▶ [ASSIGNMENT]
Would you copy each line of the data below that has "size"?

▶ [SUPPLIED ENTRIES]
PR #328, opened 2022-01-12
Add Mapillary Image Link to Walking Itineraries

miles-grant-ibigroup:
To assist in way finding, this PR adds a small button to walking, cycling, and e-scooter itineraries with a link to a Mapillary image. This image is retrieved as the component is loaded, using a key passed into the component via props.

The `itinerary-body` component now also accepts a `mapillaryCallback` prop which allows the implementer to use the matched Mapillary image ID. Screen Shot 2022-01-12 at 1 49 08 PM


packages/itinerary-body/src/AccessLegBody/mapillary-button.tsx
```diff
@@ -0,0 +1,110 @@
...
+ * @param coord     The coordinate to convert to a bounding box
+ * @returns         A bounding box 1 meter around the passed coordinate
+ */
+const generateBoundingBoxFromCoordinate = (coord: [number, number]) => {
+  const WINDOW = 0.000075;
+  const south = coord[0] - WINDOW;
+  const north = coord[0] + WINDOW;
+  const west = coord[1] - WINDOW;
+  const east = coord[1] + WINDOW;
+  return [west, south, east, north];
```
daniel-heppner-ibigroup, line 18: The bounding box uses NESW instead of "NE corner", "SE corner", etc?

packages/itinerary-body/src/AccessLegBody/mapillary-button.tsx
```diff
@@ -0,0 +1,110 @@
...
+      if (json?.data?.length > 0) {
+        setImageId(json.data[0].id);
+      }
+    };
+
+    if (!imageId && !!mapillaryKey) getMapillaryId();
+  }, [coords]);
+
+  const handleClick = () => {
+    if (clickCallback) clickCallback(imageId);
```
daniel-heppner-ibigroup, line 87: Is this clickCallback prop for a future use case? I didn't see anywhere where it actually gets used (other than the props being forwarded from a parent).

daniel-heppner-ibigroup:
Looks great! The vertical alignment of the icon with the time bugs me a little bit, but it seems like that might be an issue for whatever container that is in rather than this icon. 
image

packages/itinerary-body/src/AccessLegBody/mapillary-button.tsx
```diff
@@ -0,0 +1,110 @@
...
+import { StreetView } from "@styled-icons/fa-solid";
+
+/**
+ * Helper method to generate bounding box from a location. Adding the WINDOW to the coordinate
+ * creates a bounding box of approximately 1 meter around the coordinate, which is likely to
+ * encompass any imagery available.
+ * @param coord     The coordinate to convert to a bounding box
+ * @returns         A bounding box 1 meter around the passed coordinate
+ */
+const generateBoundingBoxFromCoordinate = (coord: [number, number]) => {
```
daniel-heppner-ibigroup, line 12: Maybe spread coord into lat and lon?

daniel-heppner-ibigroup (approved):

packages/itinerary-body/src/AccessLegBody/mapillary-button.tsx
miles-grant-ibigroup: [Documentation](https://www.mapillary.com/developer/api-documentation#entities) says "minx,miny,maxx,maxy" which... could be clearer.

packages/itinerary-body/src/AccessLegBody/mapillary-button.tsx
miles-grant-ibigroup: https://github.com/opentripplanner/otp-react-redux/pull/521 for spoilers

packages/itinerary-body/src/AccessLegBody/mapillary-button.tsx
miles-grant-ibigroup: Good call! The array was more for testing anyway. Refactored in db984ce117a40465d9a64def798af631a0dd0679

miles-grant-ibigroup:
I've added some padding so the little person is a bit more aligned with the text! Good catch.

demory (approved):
...
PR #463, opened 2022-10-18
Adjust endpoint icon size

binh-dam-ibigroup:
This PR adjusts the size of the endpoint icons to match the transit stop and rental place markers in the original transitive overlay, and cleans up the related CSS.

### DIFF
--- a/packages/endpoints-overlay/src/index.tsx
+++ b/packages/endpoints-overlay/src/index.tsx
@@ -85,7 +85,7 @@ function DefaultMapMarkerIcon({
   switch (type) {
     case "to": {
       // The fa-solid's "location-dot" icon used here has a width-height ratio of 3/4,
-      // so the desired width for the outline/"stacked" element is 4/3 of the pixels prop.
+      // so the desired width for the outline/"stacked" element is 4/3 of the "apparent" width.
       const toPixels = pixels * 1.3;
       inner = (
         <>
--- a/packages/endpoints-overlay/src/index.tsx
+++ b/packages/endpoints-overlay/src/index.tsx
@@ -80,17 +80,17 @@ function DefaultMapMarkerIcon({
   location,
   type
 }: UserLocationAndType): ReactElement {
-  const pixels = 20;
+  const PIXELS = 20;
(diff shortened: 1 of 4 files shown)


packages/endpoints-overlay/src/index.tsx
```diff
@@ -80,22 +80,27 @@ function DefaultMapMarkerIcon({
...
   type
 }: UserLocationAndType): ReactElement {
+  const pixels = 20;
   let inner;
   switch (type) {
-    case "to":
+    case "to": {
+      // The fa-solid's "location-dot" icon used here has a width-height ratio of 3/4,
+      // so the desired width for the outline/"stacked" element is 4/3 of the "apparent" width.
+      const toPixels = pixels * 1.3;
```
==
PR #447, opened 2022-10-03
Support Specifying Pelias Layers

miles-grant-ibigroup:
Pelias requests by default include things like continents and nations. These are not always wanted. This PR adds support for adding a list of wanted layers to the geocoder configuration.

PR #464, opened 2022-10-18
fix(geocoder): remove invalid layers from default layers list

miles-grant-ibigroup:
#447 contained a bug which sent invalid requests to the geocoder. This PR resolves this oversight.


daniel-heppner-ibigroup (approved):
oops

▶ [YOUR SOLUTION]
Adjust endpoint icon size
This PR adjusts the size of the endpoint icons to match the transit stop and rental place markers in the original transitive overlay, and cleans up the related CSS.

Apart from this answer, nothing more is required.